It’s unclear whether Chinese Communist Party (CCP) leader Xi Jinping or his political enemies were behind the alleged purge of the Fujian clique, one of two groups considered to be Xi’s allies. The possibility of the second scenario has raised some concerns that Xi may become more aggressive on the international front if he believes that he’s on the verge of losing power.

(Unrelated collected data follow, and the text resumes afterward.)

Issue #8784, opened 2024-06-12
Proposal for Configuration File Support in Wasmtime


Mossaka:
Thanks for filing a feature request! Please fill out the TODOs below.

#### Feature

Wasmtime's configurability is flexible such as the pooling allocation strategy or enable/disable parallel compilation. However, this configurations can also be programmatically set using the `wasmtime::Config` struct. I am proposing to add support for a configuration file that Wasmtime can consume.

#### Benefit

Services (such as [containerd wasmtime-shim](https://github.com/spinkube/skips/pull/4)) that uses wasmtime APIs to compile and execute Wasm components today rely on environment variables to configure Wasmtime engine. Whether it is to disable parallel compilation or change the pooling allocation strategy. With the huge number of configuration options that wasmtime provides, it is difficult for users and service providers to maintain these dynamic configuration options. We suggest using a TOML or YAML file for the configuration file due to their readability.

#### Implementation

1. Parsing Configuration File:
Implement a parser to read and deserialize the configuration file into a `wasmtime::Config` struct.

2. Applying Configuration:
Extend the `wasmtime::Config` struct with methods to apply settings from the deserialized configuration.

#### Alternatives

Interestingly, wasmtime CLI has a `config` command in which you can use it to create a new `config`. 
```bash
$ wasmtime config new
Successfully created a new configuration file at '/home/mossaka/.config/wasmtime/config.toml'.
```

However, this config command is used ONLY for cache configuration, which is a tiny fraction of the total configuration options that wasmtime provides.

fitzgen:
Extending the existing cache-config TOML for general Wasmtime options makes sense to me.

We probably want to refactor our config and CLI and (now) TOML code such that there is one source of truth that automatically makes knobs for each configurable thing in all those various places.

pchickey:
This seems like a good idea to me - thanks @Mossaka. Agreed with Nick.

Mossaka:
Thanks, I might get someone to help with this or do it myself.

alexcrichton:
Implemented in https://github.com/bytecodealliance/wasmtime/pull/9811

PR #8917, opened 2024-07-08
Add custom-pages-sizes to CLI flags

alexcrichton:
Enables `-W custom-page-sizes` from the CLI  to run this proposal.

### DIFF
--- a/crates/cli-flags/src/lib.rs
+++ b/crates/cli-flags/src/lib.rs
@@ -260,6 +260,8 @@ wasmtime_option_group! {
         pub function_references: Option<bool>,
         /// Configure support for the GC proposal.
         pub gc: Option<bool>,
+        /// Configure support for the custom-page-sizes proposal.
+        pub custom_page_sizes: Option<bool>,
     }
 
     enum Wasm {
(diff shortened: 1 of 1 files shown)


fitzgen (approved):
We should maybe eventually have a `for_each_config_option` macro to define both the CLI flags and the `Config` methods or something...

alexcrichton:
Agreed yeah, that'd kind fall under https://github.com/bytecodealliance/wasmtime/issues/8784 I think

Mossaka:
> We should maybe eventually have a for_each_config_option macro to define both the CLI flags and the Config methods or something...

I was looking at how the CLI flags and `Config` are defined and it seems like the grouping rules are very different between the two. For CLI, flags are grouped under struct names such as "Optimize", "Codegen", "Debug", etc, while in the Config, fields are grouped to different struct names, such as "Tunables". The lack of the 1-1 mapping makes it hard to define CLI flags from the Config sturct.

Perhaps, adding a macro like `[cli(Optimize)]` or others to Config fields helps to generate these fields in their corresponding CLI structs?

In addition, the methods in the Config are not a 1-1 map to the fields as well... It might be a headache to write the macro that generates the methods according fields.

fitzgen:
I think even something that defines the public API of `Config` and keeps that in sync with the CLI flags, but doesn't define the implementation of those `Config` methods, would be helpful. And that should be possible regardless if the implementation depends on tunables or wasm features or whatever.

PR #8918, opened 2024-07-08
Fix segfault with custom page sizes on aarch64

alexcrichton:
This commit fixes an issue with static memory initialization and custom page sizes interacting together on aarch64 Linux. (is that specific enough?)

When static memory initialization is enabled chunks of memory to initialize the linear memory are made in host-page-size increments of memory. This is done to enable page-mapping via copy-on-write if customized. With the custom page sizes proposal, however, for the first time it's possible for a linear memory to be smaller than this chunk of memory. This means that a virtual memory allocation of a single host page can be made which is smaller than the initialization chunk.

This currently only happens on aarch64 Linux where we coarsely approximate that the host page size is 64k but many hosts run with 4k pages. This means that a 64k initializer is created but the host only allocates 4k for a linear memory. This means that memory initialization can crash when a 64k initializer is copied into a 4k memory.

This was not caught via fuzzing because fuzzing only runs on x86_64. This was not caught via CI because on CI guard pages are disabled entirely on QEMU and we got lucky in that a number of virtual memory allocations were all placed next to each other meaning that this copy was probably corrupting some other memory. Locally this was found by running tests on `main` as-is on AArch64 Linux (by bjorn3).

This commit implements a few safeguards and a fix for this issue:

* On CI with QEMU modestly-size guard pages are now enabled to catch this sooner in development should it happen again in the future.
* An `assert!` is added during memory initialization that the memory copy is indeed valid. This causes the tests to fail as-is on `main` even on x86_64.
* The issue itself is fixed by bailing out of static memory initialization should the host page size exceed the wasm page size which can now happen on aarch64 Linux with smaller page sizes.

### DIFF
--- a/crates/environ/src/compile/module_environ.rs
+++ b/crates/environ/src/compile/module_environ.rs
@@ -996,8 +996,19 @@ impl ModuleTranslation<'_> {
 
         // Validate that the memory information collected is indeed valid for
         // static memory initialization.
-        for info in info.values().filter(|i| i.data_size > 0) {
+        for (i, info) in info.iter().filter(|(_, info)| info.data_size > 0) {
             let image_size = info.max_addr - info.min_addr;
+
+            // Simplify things for now by bailing out entirely if any memory has
+            // a page size smaller than the host's page size. This fixes a case
+            // where currently initializers are created in host-page-size units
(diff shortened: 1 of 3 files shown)


fitzgen (approved):
Nice! Thank you!

PR #8925, opened 2024-07-09
A handful of little tweaks for GC types

fitzgen:
Splitting this out from a larger PR so that it is easier to review and everything can land quicker.

### DIFF
--- a/crates/wasmtime/src/runtime/types.rs
+++ b/crates/wasmtime/src/runtime/types.rs
@@ -1,5 +1,4 @@
 use crate::prelude::*;
-use alloc::borrow::Cow;
 use core::fmt::{self, Display, Write};
 use wasmtime_environ::{
     EngineOrModuleTypeIndex, EntityType, Global, Memory, ModuleTypes, Table, TypeTrace,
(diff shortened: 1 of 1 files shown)


crates/wasmtime/src/runtime/types.rs
```diff
@@ -1241,6 +1294,20 @@ impl StorageType {
...
+    /// returned as-is.
+    ///
+    /// If this is a packed `StorageType::I8` or `StorageType::I16, then a
+    /// `ValType::I32` is returned.
+    pub fn unpack(&self) -> Cow<ValType> {
+        match self {
+            StorageType::I8 | StorageType::I16 => Cow::Owned(ValType::I32),
+            StorageType::ValType(ty) => Cow::Borrowed(ty),
+        }
+    }
```
alexcrichton, line 1309: Could this return `&ValType` by using `const I32: ValType = ValType::I32;` and `&I32` for the i8/i16 case?

alexcrichton (approved):

crates/wasmtime/src/runtime/types.rs
fitzgen: Good call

He, the second-ranked vice chairman of the CCP’s Central Military Commission (CMC) and a member of the Party’s Politburo, has not been seen in public since March 11, when he attended this year’s closing session of the National People’s Congress (NPC), the Chinese regime’s rubber-stamp legislature and the highest state organ of power.
During the two weeks, He and the CMC’s first-ranked vice chairman, Zhang Youxia, were both absent from a seminar that marked the CCP’s enactment of the Anti-Secession Law 20 years ago. The law targets so-called Taiwan separatists. Neither were they seen by Xi’s side during his visit to China’s southwestern Yunnan Province. Their absences were considered unusual because such events had previously been attended by at least one of the two CMC vice chairmen.
Zhao Lanjian, a former investigative journalist in China who is now based in the United States, recently told The Epoch Times that at least three sources had confirmed to him that He had been detained on March 11.
According to Zhao Lanjian, who first reported He’s alleged arrest on social media platform X on March 13, the PLA general was taken away shortly after the NPC session and subsequently had a heart attack and was detained at the 301 Hospital, a top PLA hospital that treats the CCP’s high-level officials. The hospital is often mentioned in rumors concerning political assassinations within the Chinese regime.
Zhao Lanjian cited one of the sources, saying that the CMC is reviewing He’s speeches as CMC vice chairman, along with documents, photos, and videos involving him, to remove his influence.
The information was corroborated by Cai Shenkun, a China affairs commentator who previously broke the stories of the removals of former Defense Minister Li Shangfu and Adm. Miao Hua from their posts.
In a YouTube livestream on March 24, Cai said the PLA’s theater command leaders have been notified of He’s arrest.
More Rumored Arrests, Absence
Besides He, several other PLA commanders from the Fujian faction are also said to have been placed under investigation, according to Zhao Lanjian and Cai.
Zhao Lanjian said that He’s secretary has been investigated, possibly for leaking information. Zhao Lanjian also said those arrested include Zhao Keshi, former head of the PLA’s General Logistics Department, and several other military commanders from Fujian Province, where Xi spent 17 years before his rise to power.
On March 25, Cai said Lin Xiangyang, commander of the Eastern Theater Command, was arrested on March 24 for leaking a “so-called Taiwan Strait battle plan.” It’s unclear to whom the information was allegedly leaked.
Meanwhile, the absence of Defense Minister Dong Jun from a plenary meeting of the State Council earlier this month also raised some eyebrows.
So far, Beijing has not commented on the reported arrests or provided an explanation for Dong’s absence.
China’s foreign ministry didn’t respond to The Epoch Times’ inquiry about the individuals’ whereabouts by publication time.
‘Unprecedented’ Infighting
Since Xi assumed power in 2012, the CCP leader has launched a sweeping anti-corruption campaign. According to a recently unclassified document published by the U.S. Office of the Director of National Intelligence, nearly 5 million officials were investigated and found guilty by 2022.
However, the campaign “more deeply reflects a party-directed securitization, or a targeting of political indiscipline and ideological impurity, particularly at the highest levels of government, in an effort to preserve the CCP’s domestic control and legitimacy,” the report stated.
Xi’s policies, particularly his anti-corruption campaign and centralization of power, created enemies within the regime, such as Party elders, so-called CCP princelings, and some of the PLA’s top brass.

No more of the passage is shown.